Ok, You can say Best is a more economic pickup for Orlando than Billups fine!


But now way you think Best is better PG than Billups, Chauncey is a better 3 point shooter and is why stronger. Plus two words, Baron Davis if he is still on the Hornets. The Magic really got killed by big PG's and Billups would help stop that because of his size and strength. 

I think it would be a great lineup to have 
PG-Billups
SG-McGrady
SF-Hill
As the backcourt!:grinning: 


Better than 
PG-Best
SG-McGrady
SF-Hill:no: 


Billups might need more $$$$$, but I say it is worth it.


----------



## Patrick (Jun 10, 2002)

Oh lord, if you only knew how ridiculous your last post was. :no: 

First of all, whatever point guard we get is going to be *third* string because Grant Hill is set to be a PG. We don't even need a third PG but we're taking gonna go for it because maybe Hill might get injured again. So do you understand what I mean? this is the starting linuep:

PG-Grant Hill
SG-Tracy McGrady
SF-Mike Miller


BTW, Chauncy Billups won't accept that role and I don't think the Best will accept it either so let's hope Vaughn will. Don't be fooled by Billups scoring either, I've never thought that he's a true PG really. Best would be the better of the two IMO.


----------



## OZZY (Jun 14, 2002)

OK, that is all fine.

But you said it yourself that Hill will play the PG for the team and I hope he does, I hope he doesn't lose any of his game before the injury.
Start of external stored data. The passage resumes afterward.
PR #1090, opened 2017-01-04
Composed Task Spike [Do Not Merge]

### LINKED ISSUE #1085: Spike for ComposedTasks
User wants to see how a base project for the Composed Tasks feature would work.
Includes :
* ComposedTaskRunner
* TaskLauncherTasklet
* Auto Register ComposedTaskRunner
* ComposedTaskStepExecutionListener
* Create child project under Dataflow project

cppwfs:
# Composed Task Spike

The purpose of this spike is to show how the Composed Tasks will be implemented in
the Data Flow project.

## Design Document

If you hadn't had a chance please review the design document.  It can be found 
[here](https://docs.google.com/document/d/10FiyNrKH1KmfDj7WRVmREc9VwzSZx3XnMBP8VU8y99U/edit#heading=h.4h9zsajkx156)

### What is included

Based on the design document this story created a spring-cloud-dataflow-composed-task sub-project
under the Spring Cloud Data Flow Project.  In this project you will see that the TaskLaunchTasklet, ComposedTaskRunner
along with the supporting ComposedTaskConfiguration and ComposedTaskStepExecutionListener are included.
Also you will note that the DataFlowServerConfiguration has been updated to include a EventListener to register the ComposedTaskRunner as a task in the repository (as specified in the design document) at Data Flow Server startup.  Thus you will see that a `composed-task-runner` task appears upon executing a `app list`.  This registration can be disabled by setting the spring.cloud.dataflow.composed.task.enabled property to false.

### What is not included

In this spike the following has not be included:

* Controllers for task compose
* Parser for the DSL within the ComposedTaskRunner (you can only include a single task definition for the DSL at the moment).
* Parent Task / Child Task relationship.

#### Kicking the tires

`task create mytask --definition "composed-task-runner --composedTaskDSL='AAA'"`  Where *AAA* is your task definition.
`task launch mytask`

resolves #1085


spring-cloud-dataflow-server-core/src/main/java/org/springframework/cloud/dataflow/server/config/DataFlowServerConfiguration.java
```diff
@@ -134,4 +141,32 @@ public DataflowRdbmsInitializer dataflowRdbmsInitializer(DataSource dataSource,
...
+		private DataSource dataSource;
+
+		@EventListener
+		public void handleContextRefresh(ContextRefreshedEvent event) {
+			RdbmsUriRegistry registry = new RdbmsUriRegistry(dataSource);
+			try {
+				registry.register(COMPOSED_TASK_RUNNER_NAME, new URI(
+						COMPOSED_TASK_RUNNER_URI_BASE
+								+ registry.getClass().getPackage()
+								.getImplementationVersion()));
```
ericbottard: This is wrong, version of the app has nothing to do with the version of the jar holding `RdbmsUriRegistry.class`

spring-cloud-dataflow-server-core/src/main/java/org/springframework/cloud/dataflow/server/config/DataFlowServerConfiguration.java
```diff
@@ -134,4 +141,32 @@ public DataflowRdbmsInitializer dataflowRdbmsInitializer(DataSource dataSource,
...
+				"task.composed-task-runner";
+
+		private static final String COMPOSED_TASK_RUNNER_URI_BASE =
+				"maven://org.springframework.cloud:spring-cloud-dataflow-composed-task:";
+
+		@Autowired
+		private DataSource dataSource;
+
+		@EventListener
+		public void handleContextRefresh(ContextRefreshedEvent event) {
```
ericbottard: Registration of this runner should not happen magically IMHO, for the same reason we don't register other apps by default.
In any case, should inject the registry and use it, not create a new one.

spring-cloud-dataflow-server-core/src/main/java/org/springframework/cloud/dataflow/server/config/DataFlowServerConfiguration.java
jvalkeal: We should not create additional `RdbmsUriRegistry` as currently it's already created in `DataFlowControllerAutoConfiguration`.

spring-cloud-dataflow-composed-task/pom.xml
```diff
@@ -0,0 +1,104 @@
...
+  ~ WITHOUT WARRANTIES OR CONDITIONS OF ANY KIND, either express or implied.
+  ~ See the License for the specific language governing permissions and
+  ~ limitations under the License.
+  -->
+
+<project xmlns="http://maven.apache.org/POM/4.0.0"
+         xmlns:xsi="http://www.w3.org/2001/XMLSchema-instance"
+         xsi:schemaLocation="http://maven.apache.org/POM/4.0.0 http://maven.apache.org/xsd/maven-4.0.0.xsd">
+    <modelVersion>4.0.0</modelVersion>
+    <artifactId>spring-cloud-dataflow-composed-task</artifactId>
```
jvalkeal: Is there a reason why this fatjar app would be kept in a dataflow core and not in where other task apps are kept? Am I correct to assume it was just done for this PR scope? Maybe it was mentioned in drive docs but I don't yet have access to it.

spring-cloud-dataflow-server-core/src/main/java/org/springframework/cloud/dataflow/server/config/DataFlowServerConfiguration.java
jvalkeal: My above comment was for lines above for registry creation. I got back here from nitpicking about keeping composed tasks in a dataflow and I agree with Eric. Trying to register hard coded version here like this is definitely wrong and anyway we moved away for dataflow not registering any apps on default.

spring-cloud-dataflow-server-core/src/main/java/org/springframework/cloud/dataflow/server/config/DataFlowServerConfiguration.java
cppwfs: While I agree with you this was one of the original tenants that was discussed during our design strategy.  Please comment on this in the design document so we can adjust it there.   And then once we all come to agreement, we can change this in the PR or submit a new PR.

spring-cloud-dataflow-composed-task/pom.xml
jvalkeal: ok, I understand a motivation but how would it work if user is using oracle DB? Generally speaking that is when appstarters comes into play if user needs to bundle jdbc drivers we don't/can't bundle OOB.

trisberg:
@cppwfs can we open up the permissions to the design doc so we all can read it?

cppwfs:
Based on the comments above we will be going back to the design doc to flush out the details above.  In short we will not include ComposedTaskRunner as a part of the SCDF project based on the comments made by Janne (i.e. user wants a different database that is not included OOTB).
And also not pre-registering the ComposedTaskRunner.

But if Hill will play PG that is even more reason to take Billups as the position PG. Because as you said again Billups doesn't have a great handle, but that would not matter if Hill does most of the handling dutes. So then Billups can just score off of open shots, and there will be plenty of those if Hill and Tracy play a full year together.

And Billups I think would be better for defense as well as offense than Best. Best is a lot slower and weaker than he once was, he is not the little pitbull he was before, he has lost a lot of his game. Why else would the Pacer start a rookie all year last year. Billups once again could guard the big PG's in the East, mainly Davis now answer me this. Who would you want guarding Davis in a playoff series, Best or Billups?????
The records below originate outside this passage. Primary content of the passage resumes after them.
Issue #1073, opened 2016-12-21
Completion Controller - Able to provide negative detail level


ghillert:
Currently, users can provide a negative `detailLevel` request parameter. Should this be disallowed with the appropriate HTTP status code, e.g. `400`?

PR #1112, opened 2017-01-11
gh-1073 Completion Controller - Fix Able to provide negative detail level

ghillert:
* Use JSR303 bean validation to validate method parameters (`@RequestParam`)
* Enable bean validation by adding a `MethodValidationPostProcessor` to `WebConfiguration`
* Add tests

Resolves https://github.com/spring-cloud/spring-cloud-dataflow/issues/1073


jvalkeal:
looks good, merging.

Best is not even close to the baller he once was!


----------



## Patrick (Jun 10, 2002)

I'm sorry but I fail to see what you're talking about. Or maybe you haven't heard of Darell Armstrong? He's going to be energized and coming off the bench at the point guard position. Billups won't accept the role and he'd never be playing at the same time as Hill because DA is the backup anyways, you know? Two players of the same position don't play at the same time, I thought you knew that! :no: 

Listen bro, we don't need such a defensive stellar player. I've never thought highly of Billups defense so I've got no idea what you're talking about either, Best has NBA finals experience and he knows he isn't in his prime anymore so he'd be a perfect fit.

Billups is a scoring threat but with Tracy McGrady, Mike Miller and Grant Hill we are not in need for another threat. Hell, Pat Garrity will get alot of open shots when T-Mac and Hill will be double teamed and stuff.

Thank you and I hope you _finally_ get my point.


----------



## OZZY (Jun 14, 2002)

I respect what you are saying, but have you seen Billups play last year? He started for the hole second half of the season and you talk about him like he comes off the bench, **** he started in the playoffs!

And yes Best will probably be a good fit, but I'm looking at it with Mike Miller gone, if Mike was to get traded Billups would be the better player.

And Billups is not a ball hog, Best is a small little weak guard and is a horrible defender. And by horrible I mean weak and not tough, Billups plays tough he might get beat once and awhile but he is a fighter. Best on the other hand is small and I don't see him as being a tough. I would rather have a PG than will give a hard foul to a big man or drive the lain and get knocked down than a small PG that sits outside of the paint not mixing it up. Billups is a competitor and I would want him on the Magic. But once again that would be if they lose Miller, and they probably will if a team really wants him. 

I say trade Miller and keep Monty and Pat, **** Monty was way better in the playoffs than Miller was. And if Miller ever left, a 3 point shooter would be needed, and that is Chauncey.


----------



## Patrick (Jun 10, 2002)

I'm talking about him about coming off the bench because Grant Hill will be the *starting* point guard, how hard is that to get?!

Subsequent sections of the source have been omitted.